我直视他的眼睛,一字一句道。虽然话说的极慢,可我却觉得自己的身体无法抑制的轻轻战抖,当日暨阳府里的那一幕幕惨剧历历在目,就连平阳侯夫人被阳尸咬死的那一幕我都记得清清楚楚。那支离破碎的尸体,那血流成河的厅堂,还有青紫色小小婴儿,我的恨,我的怨,一下子被激到极点。
我从未见过这么狠毒的男人,即便是他有多大的野心,就那一幕幕来说,绝对不是一个人所能承受的,而对于他来说,非但可以冷静对待,而前因后果还都是他一手策划指使的,让人发指,让人无法置信。
“那季宁烟着实精得很,能混过他的视线,也实在是难。不做的真一些,如何撇的清这一身的牵扯,还能一石二鸟这难道不好?不过难归难,本侯还是做到了,不然,也掳不来你,你说是不是?”平阳侯坐在我面前的上位,撩眼看我,眼色冷冷。
我脑中迅速的把之前那些疑问过了一遍,把那些蹊跷和玄妙的地方左右拼凑,顿时恍然大悟,脱口而出“娉婷是你派去的?”

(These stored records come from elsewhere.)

PR #534, opened 2019-11-09
Lesson_03

amax1213:
Lesson 3 exercises and assignment


amax1213:
list_lab, slicing_lab, and strformat exercises. mailroom assignment

PR #535, opened 2019-11-10
Completed Lesson08

zmeves:
Lesson 8 (Assignment 7 - Circle) completed


students/zach_meves/lesson08/test_circle.py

平阳侯但笑不语,我脑海中那些原本纷乱无头无序的片段,渐慢的连成一片,成了一个虚幻般的真相,渐露本来面目。
“上宛那些刺客,暨阳侯府的惨案,别院的大火,就连苏兰郡主的死都是你一手策划的吧?然后你开始煽动皇帝让季宁烟去彻办暨阳侯的事情,借他的刀把暨阳侯除掉,最后你只要在对付季宁烟一个就可以了,等季宁烟也完蛋了,那你岂不是可以一手撑天了?”
平阳侯笑了笑,起身向我走过来“季宁烟连这种秘密的事情也跟你提起过吗?那还真是宠你不凡,可惜了,你现在在我的手里。”
我侧过头向着他方向冷笑“难道平阳侯还准备用我做饵,来个愿者上钩的戏码不成?真是荒唐可笑,实在可笑至极。”
他不怒,站定我跟前,身子微微前倾,一双眼满是不明意义的笑“如果不是在暨阳侯府的宴席上看到那一幕,我还未必就这么了解季宁烟对你的感情,话说,他这种精明到家的小子从不在我面前露出什么马脚,不过那一次除外,看他那样子,像是恨自己没生出三头六臂一样,还真是让人看了不忍”
他说完有挺起身子,从上至下的睨着我“不过你放心,我抓你来却非用你钓季宁烟上钩。”
我心下里开始计较着这男人的心思,这男人果然是一等一的精,看来他之前就根本没把暨阳侯放在眼里过,他从始至终盯着的就是季宁烟。
娉婷和云景竟然都是他的人,他把他们一个安插在暨阳侯那里,一个安插在季宁烟那里,现在还笼络了沈掬泉。
血洗暨阳侯府这一件事把暨阳侯和季宁烟都给卷了进去,无论是结果是何,对于平阳侯来说都绝对是稳赚不亏的生意,这男人还真是可怕。
见我并没有接话,平阳侯不轻不重的道“苏兰死了,季宁烟很难向镇远王爷交待,别以为宫里还有个梅妃,那个梅妃她成不了大事,季宁烟想用着当年跟梅小婷那点感情吊着她一辈子?难矣。
而那梅妃也太没脑子了,不过只是个蠢女人罢了,看来季宁烟还要下点狠的才成,只要他肯,也没什么难的,不过私通而已。而就一个镇远王爷也够他烦的了,不知道如今是否还有时间给你操持葬礼…”
我斜眼看平阳侯那张得意非凡的脸“难不成侯爷是抓我来跟您聊天听你这些丰功伟绩的不成?”
他撩眼看过来“我知道季宁烟一直在找一个东西,原想让他先拿到手,这样也省了本侯的力气,不过,这小子似乎见了美人就忘了正事了,那只好本侯事必躬亲了。你知道是什么东西吧?”
我摇头。
“骖沅”他一字一句,清清楚楚的说出了口。
蹊跷
我奇怪的是平阳侯竟然没有提及到我镯子的事情,而是直点骖沅。我侧了眼看云景一眼,他面无表情,看不出个所以。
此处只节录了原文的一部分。